= Beginning of Section =

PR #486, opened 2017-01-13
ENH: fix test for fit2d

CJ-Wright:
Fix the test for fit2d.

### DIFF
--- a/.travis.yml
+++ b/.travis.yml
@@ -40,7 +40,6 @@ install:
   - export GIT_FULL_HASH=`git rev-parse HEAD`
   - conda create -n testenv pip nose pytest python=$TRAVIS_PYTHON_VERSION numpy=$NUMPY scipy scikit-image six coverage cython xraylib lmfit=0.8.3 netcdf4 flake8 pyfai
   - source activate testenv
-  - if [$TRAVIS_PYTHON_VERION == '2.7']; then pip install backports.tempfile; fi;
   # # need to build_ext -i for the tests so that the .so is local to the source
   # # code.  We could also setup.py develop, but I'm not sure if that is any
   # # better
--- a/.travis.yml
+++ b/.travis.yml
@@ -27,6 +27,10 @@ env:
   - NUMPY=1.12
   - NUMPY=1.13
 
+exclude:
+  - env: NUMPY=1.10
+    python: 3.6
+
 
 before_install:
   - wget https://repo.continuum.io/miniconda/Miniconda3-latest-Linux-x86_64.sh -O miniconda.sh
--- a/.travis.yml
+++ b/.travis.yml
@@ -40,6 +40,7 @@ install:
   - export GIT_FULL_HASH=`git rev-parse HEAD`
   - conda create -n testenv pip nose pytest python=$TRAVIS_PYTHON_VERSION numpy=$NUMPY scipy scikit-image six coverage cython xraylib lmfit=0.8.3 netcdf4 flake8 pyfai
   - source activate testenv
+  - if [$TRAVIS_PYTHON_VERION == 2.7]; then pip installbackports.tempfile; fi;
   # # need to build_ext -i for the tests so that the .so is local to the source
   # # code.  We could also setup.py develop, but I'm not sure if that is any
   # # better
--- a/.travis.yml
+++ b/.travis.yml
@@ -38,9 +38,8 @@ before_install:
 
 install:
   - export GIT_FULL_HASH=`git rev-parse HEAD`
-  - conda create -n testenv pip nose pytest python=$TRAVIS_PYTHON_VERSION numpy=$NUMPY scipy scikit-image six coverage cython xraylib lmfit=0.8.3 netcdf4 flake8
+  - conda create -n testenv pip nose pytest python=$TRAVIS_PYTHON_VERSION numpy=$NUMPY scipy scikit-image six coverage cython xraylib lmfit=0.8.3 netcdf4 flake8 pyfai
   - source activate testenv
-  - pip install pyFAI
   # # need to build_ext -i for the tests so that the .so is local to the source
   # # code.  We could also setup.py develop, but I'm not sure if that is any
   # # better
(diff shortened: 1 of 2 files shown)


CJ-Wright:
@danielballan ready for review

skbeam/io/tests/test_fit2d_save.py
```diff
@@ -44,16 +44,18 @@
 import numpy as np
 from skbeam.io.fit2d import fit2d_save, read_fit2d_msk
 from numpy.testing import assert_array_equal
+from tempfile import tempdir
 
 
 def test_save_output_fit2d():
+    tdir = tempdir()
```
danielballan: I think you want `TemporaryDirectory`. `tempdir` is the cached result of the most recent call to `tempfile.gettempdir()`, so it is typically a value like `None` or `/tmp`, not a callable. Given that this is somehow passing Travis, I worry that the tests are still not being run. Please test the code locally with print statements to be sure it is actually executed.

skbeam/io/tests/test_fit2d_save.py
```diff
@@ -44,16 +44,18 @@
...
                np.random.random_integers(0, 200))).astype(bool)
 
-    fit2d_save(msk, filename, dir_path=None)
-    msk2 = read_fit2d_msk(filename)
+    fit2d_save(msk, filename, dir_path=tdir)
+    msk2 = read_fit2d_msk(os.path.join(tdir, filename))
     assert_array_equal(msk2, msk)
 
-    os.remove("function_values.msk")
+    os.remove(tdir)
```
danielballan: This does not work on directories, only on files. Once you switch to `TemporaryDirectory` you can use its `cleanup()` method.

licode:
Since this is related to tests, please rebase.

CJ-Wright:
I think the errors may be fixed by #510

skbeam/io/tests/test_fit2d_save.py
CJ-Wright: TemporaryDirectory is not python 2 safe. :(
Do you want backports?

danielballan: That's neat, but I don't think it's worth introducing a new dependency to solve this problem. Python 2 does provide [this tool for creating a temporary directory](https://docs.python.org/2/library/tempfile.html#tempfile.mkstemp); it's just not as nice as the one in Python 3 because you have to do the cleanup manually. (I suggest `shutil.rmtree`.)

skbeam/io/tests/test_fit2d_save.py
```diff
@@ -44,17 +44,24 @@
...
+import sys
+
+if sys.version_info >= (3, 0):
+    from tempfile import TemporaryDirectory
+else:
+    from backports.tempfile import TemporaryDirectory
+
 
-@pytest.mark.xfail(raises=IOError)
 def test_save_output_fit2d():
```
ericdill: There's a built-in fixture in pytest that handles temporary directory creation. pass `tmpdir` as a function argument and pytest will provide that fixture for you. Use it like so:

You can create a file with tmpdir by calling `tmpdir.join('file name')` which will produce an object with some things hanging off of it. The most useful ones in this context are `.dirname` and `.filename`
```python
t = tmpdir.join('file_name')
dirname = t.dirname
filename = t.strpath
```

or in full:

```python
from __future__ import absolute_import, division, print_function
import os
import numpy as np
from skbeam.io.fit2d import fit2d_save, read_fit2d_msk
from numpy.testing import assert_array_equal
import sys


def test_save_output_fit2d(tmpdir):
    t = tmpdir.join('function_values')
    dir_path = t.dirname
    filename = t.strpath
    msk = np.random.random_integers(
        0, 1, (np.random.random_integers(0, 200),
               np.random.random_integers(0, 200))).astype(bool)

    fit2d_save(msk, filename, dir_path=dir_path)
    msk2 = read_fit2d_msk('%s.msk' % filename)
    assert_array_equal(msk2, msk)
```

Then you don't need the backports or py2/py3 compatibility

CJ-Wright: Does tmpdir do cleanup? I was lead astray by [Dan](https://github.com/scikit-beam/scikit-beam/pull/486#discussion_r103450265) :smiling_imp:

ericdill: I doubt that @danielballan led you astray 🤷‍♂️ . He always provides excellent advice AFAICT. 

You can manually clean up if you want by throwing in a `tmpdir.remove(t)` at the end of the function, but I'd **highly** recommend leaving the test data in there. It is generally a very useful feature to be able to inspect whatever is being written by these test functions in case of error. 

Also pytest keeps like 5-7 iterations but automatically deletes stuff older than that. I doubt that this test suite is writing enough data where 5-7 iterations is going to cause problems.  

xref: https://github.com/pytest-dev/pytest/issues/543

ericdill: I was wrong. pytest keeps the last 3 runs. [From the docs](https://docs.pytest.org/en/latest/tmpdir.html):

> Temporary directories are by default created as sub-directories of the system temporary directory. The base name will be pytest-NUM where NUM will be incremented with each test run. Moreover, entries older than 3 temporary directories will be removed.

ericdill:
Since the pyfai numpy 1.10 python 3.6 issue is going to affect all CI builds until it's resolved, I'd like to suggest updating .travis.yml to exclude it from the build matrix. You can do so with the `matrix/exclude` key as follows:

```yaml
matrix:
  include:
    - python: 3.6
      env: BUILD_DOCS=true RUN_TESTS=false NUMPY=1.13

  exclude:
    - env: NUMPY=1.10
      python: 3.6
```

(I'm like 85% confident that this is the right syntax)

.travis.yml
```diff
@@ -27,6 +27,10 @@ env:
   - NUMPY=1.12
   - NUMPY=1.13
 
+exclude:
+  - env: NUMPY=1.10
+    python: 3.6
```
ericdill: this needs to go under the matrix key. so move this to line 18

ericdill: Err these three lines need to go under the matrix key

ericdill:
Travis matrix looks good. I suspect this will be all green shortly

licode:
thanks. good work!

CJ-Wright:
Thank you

= End of Section =
= Beginning of Section =

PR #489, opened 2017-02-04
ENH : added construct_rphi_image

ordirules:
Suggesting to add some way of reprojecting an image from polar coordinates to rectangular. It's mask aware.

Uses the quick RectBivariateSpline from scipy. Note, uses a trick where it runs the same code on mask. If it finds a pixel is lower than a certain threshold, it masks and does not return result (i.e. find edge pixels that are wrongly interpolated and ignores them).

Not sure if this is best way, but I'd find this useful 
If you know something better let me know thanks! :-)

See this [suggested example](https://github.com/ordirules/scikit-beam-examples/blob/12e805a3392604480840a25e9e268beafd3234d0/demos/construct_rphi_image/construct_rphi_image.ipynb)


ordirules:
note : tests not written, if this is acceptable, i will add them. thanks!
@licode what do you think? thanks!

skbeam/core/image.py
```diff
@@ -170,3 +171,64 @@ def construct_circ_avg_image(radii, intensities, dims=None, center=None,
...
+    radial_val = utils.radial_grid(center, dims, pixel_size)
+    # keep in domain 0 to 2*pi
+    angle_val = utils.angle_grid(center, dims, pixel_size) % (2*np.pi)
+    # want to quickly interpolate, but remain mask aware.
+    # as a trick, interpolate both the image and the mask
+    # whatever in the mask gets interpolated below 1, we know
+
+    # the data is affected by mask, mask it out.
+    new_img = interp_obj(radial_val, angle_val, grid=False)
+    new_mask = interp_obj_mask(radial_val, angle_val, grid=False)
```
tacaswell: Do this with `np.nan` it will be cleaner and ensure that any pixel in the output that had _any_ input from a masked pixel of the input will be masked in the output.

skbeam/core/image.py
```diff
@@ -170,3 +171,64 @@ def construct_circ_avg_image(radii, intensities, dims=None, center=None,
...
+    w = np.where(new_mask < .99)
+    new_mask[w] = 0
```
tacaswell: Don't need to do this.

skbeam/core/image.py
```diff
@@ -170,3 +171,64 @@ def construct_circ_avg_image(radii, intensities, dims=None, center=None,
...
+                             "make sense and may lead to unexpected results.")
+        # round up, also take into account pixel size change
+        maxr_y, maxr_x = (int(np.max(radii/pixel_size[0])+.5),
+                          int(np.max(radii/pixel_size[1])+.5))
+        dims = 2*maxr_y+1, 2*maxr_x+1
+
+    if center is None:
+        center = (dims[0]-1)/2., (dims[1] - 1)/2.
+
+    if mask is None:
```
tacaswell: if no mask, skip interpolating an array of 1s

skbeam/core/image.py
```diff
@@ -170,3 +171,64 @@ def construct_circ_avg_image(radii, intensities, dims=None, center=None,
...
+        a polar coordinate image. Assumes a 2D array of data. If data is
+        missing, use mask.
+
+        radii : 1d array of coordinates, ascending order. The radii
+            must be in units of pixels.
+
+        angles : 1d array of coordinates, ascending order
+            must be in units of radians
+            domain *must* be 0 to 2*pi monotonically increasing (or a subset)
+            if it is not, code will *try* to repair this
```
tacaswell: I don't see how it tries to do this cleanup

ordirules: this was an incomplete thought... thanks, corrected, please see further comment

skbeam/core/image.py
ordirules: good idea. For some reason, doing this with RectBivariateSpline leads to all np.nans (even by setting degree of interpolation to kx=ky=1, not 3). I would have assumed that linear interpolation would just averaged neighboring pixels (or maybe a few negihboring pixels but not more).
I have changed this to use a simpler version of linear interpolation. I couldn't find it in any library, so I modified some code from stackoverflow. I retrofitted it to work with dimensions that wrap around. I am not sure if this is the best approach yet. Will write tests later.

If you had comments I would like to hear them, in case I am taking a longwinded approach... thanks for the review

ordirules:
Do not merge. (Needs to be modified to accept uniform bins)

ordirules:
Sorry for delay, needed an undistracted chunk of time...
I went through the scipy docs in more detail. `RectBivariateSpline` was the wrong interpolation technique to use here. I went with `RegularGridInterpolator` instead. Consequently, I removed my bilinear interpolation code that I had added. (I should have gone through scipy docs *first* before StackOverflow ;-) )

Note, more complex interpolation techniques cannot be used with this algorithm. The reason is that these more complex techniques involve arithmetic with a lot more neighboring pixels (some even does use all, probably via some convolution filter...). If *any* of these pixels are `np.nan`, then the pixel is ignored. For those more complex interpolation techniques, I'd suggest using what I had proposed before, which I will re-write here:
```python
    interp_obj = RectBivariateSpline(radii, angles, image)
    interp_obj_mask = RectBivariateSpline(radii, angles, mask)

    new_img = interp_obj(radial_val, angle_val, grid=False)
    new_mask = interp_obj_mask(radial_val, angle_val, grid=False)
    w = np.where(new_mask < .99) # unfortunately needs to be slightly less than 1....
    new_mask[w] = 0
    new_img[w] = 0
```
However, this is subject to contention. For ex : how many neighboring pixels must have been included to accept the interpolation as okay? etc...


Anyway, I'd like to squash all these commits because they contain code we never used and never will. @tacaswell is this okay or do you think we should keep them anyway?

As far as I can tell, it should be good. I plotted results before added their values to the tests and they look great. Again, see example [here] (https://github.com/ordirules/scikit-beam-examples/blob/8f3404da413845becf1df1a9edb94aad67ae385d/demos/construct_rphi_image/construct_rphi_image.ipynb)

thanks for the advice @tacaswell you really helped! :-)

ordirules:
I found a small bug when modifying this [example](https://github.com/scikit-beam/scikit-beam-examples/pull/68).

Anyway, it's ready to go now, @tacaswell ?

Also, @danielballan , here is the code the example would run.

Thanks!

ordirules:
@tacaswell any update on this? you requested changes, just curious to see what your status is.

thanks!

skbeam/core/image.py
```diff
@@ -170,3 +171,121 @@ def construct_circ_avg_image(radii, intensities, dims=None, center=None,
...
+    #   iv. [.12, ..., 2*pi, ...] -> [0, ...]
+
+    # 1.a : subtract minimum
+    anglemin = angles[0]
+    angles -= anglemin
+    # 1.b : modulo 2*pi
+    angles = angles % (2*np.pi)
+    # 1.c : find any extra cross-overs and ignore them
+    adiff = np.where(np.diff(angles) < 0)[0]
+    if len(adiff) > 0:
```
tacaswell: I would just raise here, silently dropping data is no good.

= End of Section =
= Beginning of Section =

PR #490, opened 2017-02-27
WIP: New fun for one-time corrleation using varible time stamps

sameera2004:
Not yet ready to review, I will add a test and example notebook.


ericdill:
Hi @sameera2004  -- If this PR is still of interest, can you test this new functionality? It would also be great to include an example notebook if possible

= End of Section =

◆ **DESCRIPTION OF THE TASK**:
Pick out the lines above containing the word "even", then copy them.

◆ **SOLUTION TO THIS PROBLEM**:
ordirules: good idea. For some reason, doing this with RectBivariateSpline leads to all np.nans (even by setting degree of interpolation to kx=ky=1, not 3). I would have assumed that linear interpolation would just averaged neighboring pixels (or maybe a few negihboring pixels but not more).
Note, more complex interpolation techniques cannot be used with this algorithm. The reason is that these more complex techniques involve arithmetic with a lot more neighboring pixels (some even does use all, probably via some convolution filter...). If *any* of these pixels are `np.nan`, then the pixel is ignored. For those more complex interpolation techniques, I'd suggest using what I had proposed before, which I will re-write here:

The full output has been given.